– НЕ ПОЙДЕШЬ! НЕ ВЫТРАВИШЬ!

– Не пойду, не пойду. Сам разберусь. Я с язвой разобрался, с миофасциальным болевым синдромом разобрался, а с тобой, душный ты глюк, и подавно разберусь! Sapienti sat, говорите? Разумному – достаточно? Вот и мне хватит собственных сил!

Я зашвырнул ношеное нижнее белье в ванну, чтобы постирать его по студенческому методу – по ходу совершения гигиенических процедур, потом нашел в рюкзаке кусок пахнущего дегтем армейского мыла, сходил в комнату за полотенцами (они нашлись в одном из бесконечных ящиков комода) и, наконец, вознамерился помыться.

Сначала выкрутил холодный вентиль – трубы исторгли стон умирающего кита и каплю ржавой жижи. Потом – крутанул горячий, и смеситель затрясся в предсмертных конвульсиях, громко завыл, и лейка душа выдала мне на башку в качестве аперитива порцию кипятку, потом – ведро ледяной, как сердце бывшей, воды, а чуть позже – меня окатило с ног до головы ядреной порцией оранжевой жидкости!

– А-а-а-а-а-а!!! – завопил я, подпрыгнул едва ли не до потолка, оборвал клеенчатую занавеску вместе с держателем, и хотел было уже сбежать из ванной, но тут водопровод смилостивился, и полилась прекрасная, теплая, ровно такая, какая надо, водичка.
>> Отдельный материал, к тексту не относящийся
PR #2035, opened 2026-05-11
feat: wire Redirects table into publishing pipeline

dcshzj:
## Problem

The `Redirect` table introduced in the base branch stores per-site redirect paths, but nothing in the publishing pipeline reads from it yet. As a result, redirects configured in Studio do not actually take effect on published sites.

Closes ISOM-2260.

## Solution

Extend the publishing pipeline so each site build fetches its redirect rows from Postgres and materialises them as S3 objects that the existing CloudFront Function can act on.

- Add `GET_REDIRECTS` query and `fetchAndWriteRedirects` step in [publishing/index.ts](tooling/build/scripts/publishing/index.ts) that writes `redirects.json` for the current site. On query error the step writes an empty array so the build does not fail.
- Move `redirects.json` into the template output and capture its absolute path in [publisher.sh](tooling/build/scripts/publisher.sh) before changing CWD.
- Add [uploadRedirects.ts](tooling/build/scripts/publishing/uploadRedirects.ts), a standalone script invoked via `npm run upload-redirects`. For each `{source, destination}` row it uploads an empty `index.html` to `s3://$S3_BUCKET_NAME/$SITE_NAME/$CODEBUILD_BUILD_NUMBER/latest/<source>/index.html` with `x-amz-meta-redirect-destination` set to the destination. The CloudFront Function already reads this header to issue the HTTP redirect.
- The upload runs **after** the `aws s3 sync --delete` of `_next`, so redirect objects are not swept away.
- Source paths are normalised and validated before upload: leading/trailing/duplicate slashes are collapsed, control characters and backslashes are rejected, `..` traversal segments are rejected, and duplicate normalised sources are skipped. Destinations that are not absolute (`http(s)://` or `/`) log a warning but still upload.
- Uploads run through a fixed-size worker pool (default concurrency 20, configurable via `UPLOAD_CONCURRENCY`). If any upload fails the script exits non-zero, but the calling shell step swallows the error so a few bad redirects do not fail the whole publish.

**Breaking Changes**

**Features**:

- Redirects configured for a site are now applied at publish time: each row in the `Redirect` table becomes an S3 object that triggers a CloudFront 301-style redirect to the configured destination.

**Improvements**:

- Input hardening for redirect sources (path normalisation, traversal rejection, deduplication) so malformed rows cannot produce unexpected S3 keys.
- Bounded concurrency on `aws s3 cp` calls so sites with many redirects do not fork hundreds of processes.

**Bug Fixes**:

- N/A

## Before & After Screenshots

**BEFORE**:

**AFTER**:

## Tests

- [ ] In Studio (or directly in the DB), add a `Redirect` row for a test site with a source like `old-page` and a destination like `https://example.com/new-page`.
- [ ] Trigger a publish for that site and confirm the CodeBuild logs include `Uploading redirect files to S3...` followed by `Uploaded N/N redirects.`
- [ ] In the S3 bucket, confirm an object exists at `<SITE_NAME>/<BUILD_NUMBER>/latest/old-page/index.html` with metadata header `x-amz-meta-redirect-destination: https://example.com/new-page`.
- [ ] Visit `https://<site-domain>/old-page` and confirm the browser is redirected to `https://example.com/new-page`.
- [ ] Add a redirect with a malformed source (e.g. `../etc/passwd` or one containing control characters) and confirm the publish logs `Skipping invalid redirect source: ...` and that no corresponding S3 object is created.
- [ ] Add two redirects whose sources normalise to the same path (e.g. `/foo/` and `foo`) and confirm only one is uploaded with a `Skipping duplicate normalised source` warning.
- [ ] Publish a site with zero redirect rows and confirm the build succeeds with `No valid redirects to upload.` in the logs.
- [ ] Confirm pre-existing `_next` assets are still present after publish (i.e. the redirect upload step running after the `--delete` sync has not regressed normal site assets).

**New scripts**:

- `upload-redirects` (in `tooling/build/scripts/publishing`): runs `uploadRedirects.ts` to upload S3 redirect objects from `redirects.json`.

**New dependencies**:

- None

**New dev dependencies**:

- None

### DIFF
--- a/tooling/build/scripts/publisher.sh
+++ b/tooling/build/scripts/publisher.sh
@@ -141,6 +141,9 @@ mv schema/ ../../../template/
 mv data/ ../../../template/
 cp sitemap.json ../../../template/public/
 mv sitemap.json ../../../template/
+mv redirects.json ../../../template/
+# Capture absolute path now; the upload step runs from a different CWD later.
+REDIRECTS_JSON="$(realpath ../../../template/redirects.json)"
 cd ../../../template
 # Create not-found.json by copying _index.json if it doesn't exist
 # Refer to tooling/template/app/not-found.tsx for more context
@@ -189,6 +192,19 @@ aws s3 sync --only-show-errors . s3://$S3_BUCKET_NAME/$SITE_NAME/$CODEBUILD_BUIL
 # Set all files in the _next folder to be cached indefinitely (1 year) on users' browsers
 # Next.js uses unique content hashes in filenames, allowing updated content to have different filenames and invalidate the cache on new builds.
 aws s3 sync --only-show-errors _next s3://$S3_BUCKET_NAME/$SITE_NAME/$CODEBUILD_BUILD_NUMBER/latest/_next --delete --no-progress --cache-control "max-age=31536000, public"
+
+# Upload redirect objects AFTER the --delete sync so they are not swept away.
+# Each redirect becomes an empty index.html with x-amz-meta-redirect-destination metadata
+# that the CloudFront Function reads to issue the HTTP redirect response.
+echo "Uploading redirect files to S3..."
+(
+  cd ../../build/scripts/publishing
+  REDIRECTS_JSON="$REDIRECTS_JSON" \
+    S3_BUCKET_NAME="$S3_BUCKET_NAME" \
+    SITE_NAME="$SITE_NAME" \
+    CODEBUILD_BUILD_NUMBER="$CODEBUILD_BUILD_NUMBER" \
+    npm run upload-redirects
+) || echo "Warning: some redirects failed to upload, continuing..."
 
 calculate_duration $start_time
 
--- a/tooling/build/scripts/publishing/queries.ts
+++ b/tooling/build/scripts/publishing/queries.ts
@@ -60,3 +60,7 @@ SELECT content FROM public."Footer" WHERE "siteId" = $1;
 export const GET_CONFIG = `
 SELECT name, config, theme FROM public."Site" WHERE "id" = $1;
 `
+
+export const GET_REDIRECTS = `
+SELECT source, destination FROM public."Redirect" WHERE "siteId" = $1;
+`
--- a/tooling/build/scripts/publishing/queries.ts
+++ b/tooling/build/scripts/publishing/queries.ts
@@ -62,5 +62,5 @@ SELECT name, config, theme FROM public."Site" WHERE "id" = $1;
 `
 
 export const GET_REDIRECTS = `
-SELECT source, destination FROM public."Redirect" WHERE "siteId" = $1;
+SELECT source, destination FROM public."Redirect" WHERE "siteId" = $1 AND "deletedAt" IS NULL;
 `
--- a/tooling/build/scripts/publishing/uploadRedirects.ts
+++ b/tooling/build/scripts/publishing/uploadRedirects.ts
@@ -1,5 +1,7 @@
 import { spawn } from "child_process"
 import * as fs from "fs"
+import * as os from "os"
+import * as path from "path"
 
 const REDIRECTS_JSON = process.env.REDIRECTS_JSON
 const S3_BUCKET = process.env.S3_BUCKET_NAME
@@ -27,13 +29,15 @@ function normalizeSource(source: string): string | null {
   return trimmed
 }
 
+const EMPTY_FILE = path.join(os.tmpdir(), "isomer-redirect-empty")
+
 function uploadOne(source: string, destination: string): Promise<void> {
   return new Promise((resolve, reject) => {
     const proc = spawn("aws", [
       "s3",
       "cp",
       "--only-show-errors",
-      "/dev/null",
+      EMPTY_FILE,
       `s3://${S3_BUCKET}/${SITE_NAME}/${BUILD_NUMBER}/latest/${source}/index.html`,
       "--content-type",
       "text/html",
@@ -120,6 +124,8 @@ async function main(): Promise<void> {
     console.log("No valid redirects to upload.")
     return
   }
+
+  fs.writeFileSync(EMPTY_FILE, "")
 
   console.log(
     `Uploading ${valid.length} redirect(s) with concurrency ${CONCURRENCY}...`,
--- a/tooling/build/scripts/publishing/uploadRedirects.ts
+++ b/tooling/build/scripts/publishing/uploadRedirects.ts
@@ -1,0 +1,132 @@
+import { spawn } from "child_process"
+import * as fs from "fs"
+
+const REDIRECTS_JSON = process.env.REDIRECTS_JSON
+const S3_BUCKET = process.env.S3_BUCKET_NAME
+const SITE_NAME = process.env.SITE_NAME
+const BUILD_NUMBER = process.env.CODEBUILD_BUILD_NUMBER
+const CONCURRENCY = Number(process.env.UPLOAD_CONCURRENCY) || 20
+
+interface Redirect { source: string; destination: string }
+
+// Returns the normalised S3 key segment, or null if the source is unsafe/empty.
+function normalizeSource(source: string): string | null {
+  if (typeof source !== "string") return null
+  // Reject control chars and backslashes
+  if (/[\x00-\x1f\\]/.test(source)) return null
+  const trimmed = source
+    .replace(/^\/+/, "")
+    .replace(/\/+$/, "")
+    .replace(/\/+/g, "/")
+  if (!trimmed) return null
+  // Reject any path-traversal segment
+  if (trimmed.split("/").some((seg) => seg === "..")) return null
+  return trimmed
+}
+
+function uploadOne(source: string, destination: string): Promise<void> {
+  return new Promise((resolve, reject) => {
+    const proc = spawn("aws", [
+      "s3",
+      "cp",
+      "--only-show-errors",
+      "/dev/null",
+      `s3://${S3_BUCKET}/${SITE_NAME}/${BUILD_NUMBER}/latest/${source}/index.html`,
+      "--content-type",
+      "text/html",
+      "--cache-control",
+      "max-age=600",
+      // JSON form avoids shorthand parsing of commas/equals in destination URLs.
+      "--metadata",
+      JSON.stringify({ "redirect-destination": destination }),
+    ])
+    let stderr = ""
+    proc.stderr.on("data", (d) => {
+      stderr += d.toString()
+    })
+    proc.on("close", (code) => {
+      if (code === 0) resolve()
+      else
+        reject(
+          new Error(`aws s3 cp exited ${code} for ${source}: ${stderr.trim()}`),
+        )
+    })
+    proc.on("error", reject)
+  })
+}
+
+// Worker-pool: each worker pulls from the shared queue until it is empty.
+async function runWithConcurrency(
+  items: Redirect[],
+  limit: number,
+): Promise<{ failed: number }> {
+  const queue = items.slice()
+  let failed = 0
+  const worker = async () => {
+    while (queue.length > 0) {
+      const r = queue.shift()
+      if (!r) break
+      try {
+        await uploadOne(r.source, r.destination)
+      } catch (err) {
+        console.error("Redirect upload failed:", err)
+        failed++
+      }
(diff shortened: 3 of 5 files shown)


adriangohjw (commented):
## Summary

This PR wires the new `Redirect` table into the publish pipeline:

- `tooling/build/scripts/publishing/index.ts:545-560` adds `fetchAndWriteRedirects` which writes `redirects.json` next to the other publish artefacts; on DB error it writes `[]`.
- `tooling/build/scripts/publisher.sh:144-146` moves `redirects.json` into `template/` and captures the absolute path before the build changes CWD.
- After the `aws s3 sync --delete` block (`tooling/build/scripts/publisher.sh:190-194`), `publisher.sh:199-207` invokes the new `upload-redirects` npm script, which streams the file through a fixed-size worker pool (`uploadRedirects.ts:62-84`) and uploads one empty `index.html` per redirect with `x-amz-meta-redirect-destination` set (`uploadRedirects.ts:30-59`).

Overall: structure is sound, ordering vs. `--delete` is correct, and `spawn(argv)` avoids shell injection on the upload path. Notes below cover correctness gaps (the soft-delete column is ignored, DB failure silently empties live redirects, destination validation has a hole that allows protocol-relative open redirects) and a couple of robustness items worth fixing before this is exercised in prod.

## Findings

**issue:** `tooling/build/scripts/publishing/queries.ts:64-66` — the `Redirect` table has a `deletedAt` soft-delete column (`apps/studio/prisma/schema.prisma:184`), but `GET_REDIRECTS` selects unconditionally. Once Studio (or any tooling) starts soft-deleting redirects, deleted rows will keep being published and the only way to actually retract a redirect will be a hard `DELETE`. Add `AND "deletedAt" IS NULL` to the WHERE clause.

Confidence: high

**issue:** `tooling/build/scripts/publishing/index.ts:552-558` — on any DB error, this silently writes `[]` to `redirects.json`. Combined with `publisher.sh:200-207` swallowing the upload step’s exit code, a transient DB blip during publish will result in a successful build that publishes **zero** redirects — every previously-working redirect goes 404 with no signal. For a piece of infrastructure that exists specifically so old URLs keep working, "fail open to empty" is the wrong default. Prefer to let the error propagate so the publish fails loudly, or at minimum log at `error` level *and* exit non-zero so the CodeBuild job surfaces it.

Confidence: high

**issue (security):** `tooling/build/scripts/publishing/uploadRedirects.ts:110` — the regex `/^(https?:\/\/|\/)/` treats `//evil.com/path` as valid because it starts with `/`. Protocol-relative URLs are valid `Location:` header values and resolve to `https://evil.com/path` in the browser — i.e. an open redirect off the government domain. Since Studio has no write-side validator yet (`apps/studio/src/pages/sites/[siteId]/settings/redirects.tsx:30` is still "coming soon"), this script is the only line of defense. Tighten to e.g. `^(https?:\/\/|\/(?!\/))/`, or parse with `new URL(...)` and explicitly require `http:`, `https:`, or a same-origin pathname.

Confidence: high

**issue (security):** `tooling/build/scripts/publishing/uploadRedirects.ts:30-45` — `destination` is passed straight into S3 metadata with no validation of control characters or length. `normalizeSource` rejects `\x00-\x1f` and backslashes for the *source* (line 19) but the destination has the same trust profile (admin-controlled DB column, no write-side validation today) and ends up in an HTTP response header the browser consumes. The AWS SDK will likely reject CR/LF in metadata, but relying on that is fragile; apply the same control-char rejection to `destination`, and reject empty / non-string values.

Confidence: high

**issue:** `tooling/build/scripts/publishing/uploadRedirects.ts:98-117` — the loop assumes `r.destination` is a string but never checks. If the DB returns `null`/`undefined`/non-string (or if the JSON is malformed), `r.destination` falls through: the regex on line 110 stringifies it (so `null` matches nothing, warning logged), then line 116 pushes it into `valid`, and the upload sets metadata to the literal string `"null"` / `"undefined"` — or fails opaquely. Add `if (typeof r.destination !== "string" || !r.destination) continue` alongside the `normalizeSource` check.

Confidence: high

**issue:** `tooling/build/scripts/publisher.sh:199-207` — `( cd …; npm run upload-redirects ) || echo "Warning…"` masks a non-zero exit from the upload script. The script already distinguishes "no valid redirects" (success) from "some uploads failed" (`uploadRedirects.ts:127-129`, `process.exit(1)`). Swallowing that here means partial failures (e.g. throttling, IAM hiccup on a subset) never page anyone — over time a site can lose redirects with no signal. Consider letting the script’s exit code propagate, or at minimum push a metric / explicit error log instead of an `echo`.

Confidence: medium

**issue:** `tooling/build/scripts/publishing/uploadRedirects.ts:30-45` — uploading `<source>/index.html` will silently overwrite a real site page that lives at the same path. The main `aws s3 sync … --delete` runs first (`publisher.sh:190`), then redirects upload on top, so a redirect with `source = "about"` would replace the actual `/about/` page with an empty redirect stub. There’s no detection or warning. Worth either rejecting at write time in Studio (when that lands) or, defensively here, checking against the sitemap that the build also writes (`publisher.sh:142-143`) and skipping/erroring on collisions.

Confidence: medium

**suggestion:** `tooling/build/scripts/publishing/uploadRedirects.ts:8` — `Number(process.env.UPLOAD_CONCURRENCY) || 20` means `UPLOAD_CONCURRENCY=0` gets coerced back to 20 and a non-numeric value silently becomes 20. Probably fine in practice, but the parse-then-validate pattern (`const n = Number(...); CONCURRENCY = Number.isFinite(n) && n > 0 ? n : 20`) makes misconfigurations more obvious.

Confidence: low

**suggestion:** `tooling/build/scripts/publishing/uploadRedirects.ts:30-59` — spawning a fresh `aws` process per redirect is fine for tens, marginal for hundreds, and slow for thousands (process-fork overhead dominates the network call). If this is ever expected to handle large redirect sets, the AWS SDK's `PutObject` (already a transitive dep in this repo) would be faster and easier to surface partial-failure metadata from. Non-blocking.

Confidence: medium

**nitpick:** `tooling/build/scripts/publisher.sh:144` — `mv redirects.json ../../../template/` puts the file inside `template/` but not `template/public/`, so unlike `sitemap.json` (`publisher.sh:142-143`) it never ends up in `out/`. The only consumer is the upload step that reads it via `$REDIRECTS_JSON`. Leaving it in `tooling/build/scripts/publishing/` and capturing the path there would avoid the misleading `mv` and the need to traverse back later. Non-blocking.

Confidence: medium

**praise:** `tooling/build/scripts/publishing/uploadRedirects.ts:42-44` — good call using `JSON.stringify` for `--metadata` to dodge shorthand parsing on commas/equals in destination URLs, and good call on `spawn(argv)` rather than a shell string. Both are easy things to get wrong.

Confidence: high

tooling/build/scripts/publisher.sh
```diff
@@ -190,6 +193,19 @@ aws s3 sync --only-show-errors . s3://$S3_BUCKET_NAME/$SITE_NAME/$CODEBUILD_BUIL
...
+# Each redirect becomes an empty index.html with x-amz-meta-redirect-destination metadata
+# that the CloudFront Function reads to issue the HTTP redirect response.
+echo "Uploading redirect files to S3..."
+(
+  cd ../../build/scripts/publishing
+  REDIRECTS_JSON="$REDIRECTS_JSON" \
+    S3_BUCKET_NAME="$S3_BUCKET_NAME" \
+    SITE_NAME="$SITE_NAME" \
+    CODEBUILD_BUILD_NUMBER="$CODEBUILD_BUILD_NUMBER" \
+    npm run upload-redirects
```
adriangohjw, line 206: question: since this is being used in the publisher script, does it make sense to be a bash script here instead? then we can use similar commands like `aws s3` and concurrency is preset based on the above

dcshzj: There are some processing being done by the uploadRedirects script that would not be fully captured inside a bash command, like the normalisation of the redirects, hence opted to put it as a TS script for clarity

adriangohjw: does it make sense then to do the normalization in TS and leave the S3 operations as bash script?
+ will be great if we can add unit test for the normalization utils to prevent regressions

dcshzj: Hmm for the s3 cp part not really, because the copy is done on a per-file basis but the concurrency part that you mentioned is when we run an s3 sync, so we won't be able to benefit from the presets.

Right now this separate script is the one that does the concurrency part.

tooling/build/scripts/publishing/uploadRedirects.ts
```diff
@@ -0,0 +1,141 @@
+import { spawn } from "child_process"
+import * as fs from "fs"
+import * as os from "os"
+import * as path from "path"
+
+const REDIRECTS_JSON = process.env.REDIRECTS_JSON
+const S3_BUCKET = process.env.S3_BUCKET_NAME
+const SITE_NAME = process.env.SITE_NAME
+const BUILD_NUMBER = process.env.CODEBUILD_BUILD_NUMBER
+const CONCURRENCY = Number(process.env.UPLOAD_CONCURRENCY) || 20
```
adriangohjw: question: where is this `UPLOAD_CONCURRENCY` from?

tooling/build/scripts/publishing/uploadRedirects.ts
```diff
@@ -0,0 +1,141 @@
...
+interface Redirect {
+  source: string
+  destination: string
+}
+
+// Returns the normalised S3 key segment, or null if the source is unsafe/empty.
+function normalizeSource(source: string): string | null {
+  if (typeof source !== "string") return null
+  // Reject control chars and backslashes
+  if (/[\x00-\x1f\\]/.test(source)) return null
```
adriangohjw, line 21: question: should we put this in a shared utils that studio can use for single source of truth when validating inputs?

tooling/build/scripts/publishing/uploadRedirects.ts
```diff
@@ -0,0 +1,141 @@
...
+        reject(
+          new Error(`aws s3 cp exited ${code} for ${source}: ${stderr.trim()}`),
+        )
+    })
+    proc.on("error", reject)
+  })
+}
+
+// Worker-pool: each worker pulls from the shared queue until it is empty.
+async function runWithConcurrency(
```
adriangohjw, line 66: non-blocking: thoughts on using `p-limit` (or something equivalent) instead of handrolling it ourselves?

tooling/build/scripts/publishing/queries.ts
```diff
@@ -60,3 +60,7 @@ SELECT content FROM public."Footer" WHERE "siteId" = $1;
 export const GET_CONFIG = `
 SELECT name, config, theme FROM public."Site" WHERE "id" = $1;
 `
+
+export const GET_REDIRECTS = `
+SELECT source, destination FROM public."Redirect" WHERE "siteId" = $1;
```
adriangohjw: **issue**: need to filter away deleted redirects? (there's `deletedAt` in `Redirect` table)

adriangohjw (changes requested):

tooling/build/scripts/publishing/uploadRedirects.ts
dcshzj: Right now we don't share anything between studio and the publishing scripts because the context is not available at the point this script runs (similar to the actual publishing script), hence there is duplication involved here.

But point taken, I think let's follow up on this with moving the shared utils and imports as a separate package consumed by both Studio and the publishing scripts.

tooling/build/scripts/publishing/uploadRedirects.ts
dcshzj: Prefer not adding dependencies to the publishing scripts right now but not a strong opinion

tooling/build/scripts/publishing/queries.ts
dcshzj: Good point, updated in 35166d843b1019975f222170e6567cbfab1b61ad

tooling/build/scripts/publishing/uploadRedirects.ts
dcshzj: Hmm removed in 83245853d94c2ba473913292aa0c3bb87f1a4338.

adriangohjw (approved):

– Сосед! – раздался мужской голос из-за стены. – Ты вернулся, что ли? Чего орешь?

– Вернулся. Ошпарился! – откликнулся я куда-то в пространство.

– Надо ж было слить воду-то сначала! Тебя ж полгода не было! Ну, будет наука…

– Будет!.. – Со слышимостью тут дела обстояли точно как в наших «хрущевках»: просто прекрасно. То есть – очень дерьмово. Слышно было все, что нужно, и все, что не нужно.

Я постелил сразу на диван какую-то линялую простыню, кинул сверху подушку, укрылся тем самым пыльным клетчатым пледом, повернулся на бок – и вырубился практически моментально. Какие-то пару секунд что-то на краю сознания мелькало: про дракона, Малюту Скуратова, Святого Георгия и копье, – и мне почему-то все это показалось очень важным, но я слишком устал, так что сконцентрироваться не удалось категорически. Я уснул.

И не мешали мне ни орущие под окном коты, ни пьяные разговоры орков в беседке, ни насыщенная сексуальная жизнь четы Шиферов, за которой весь подъезд мог следить в аудиоформате, в режиме реального времени.

Глава 5. Принятие

– Двери закрывать не пробовал? – спросила Наталья Кузьминична Пруткова. – Совсем дурак?

– Ой, да кому я нужен… – вяло отмахнулся я, пытаясь открыть глаза спросонья.

– Давай расплюшчвай вочы! – внезапно по-белорусски заговорила опричница. – Кошмарно звучит, кстати. Вы, белорусы, как раз те самые черти в тихом омуте. Хрен разберешь, что у вас на душе. В какой момент вместо бульбы в вашей руке появится граната – сие тайна, покрытая мраком. Так вот: что это за фраза вообще такая дикая – «расплюшчвай вочы»? Бери молоток и расплющивай?

– Ничога вы не разумееце у сакавiтай ды мiлагучный мове… – откликнулся я. – Как будто по-русски ничего не звучит странно! Почему Настя – женское имя, а ненастье – плохая погода?

– Что? – удивилась она. – В каком смысле?

– Это я спрашиваю – что? Что вам тут нужно, Наталья свет Кузьминична? Я вообще-то сплю! – Я даже не пытался скрывать раздражение в голосе.

– Я тебе ведомость зарплатную от земских ярыжек принесла, чтобы ты расписался. И наличку. Ты свои мешки с деньгами в машине забыл. – Аргумент был более чем мощный.

– Головотяп! – признал я. – День был тяжелый, вот и забыл.

Она вынула из сумки мешочки с монетами и поставила их на стол. Мешочки сыто звякнули. Монеты, серьезно? Может, нужно было соглашаться, чтобы мне на счет их скинули? Хотя… Наличность – надежнее.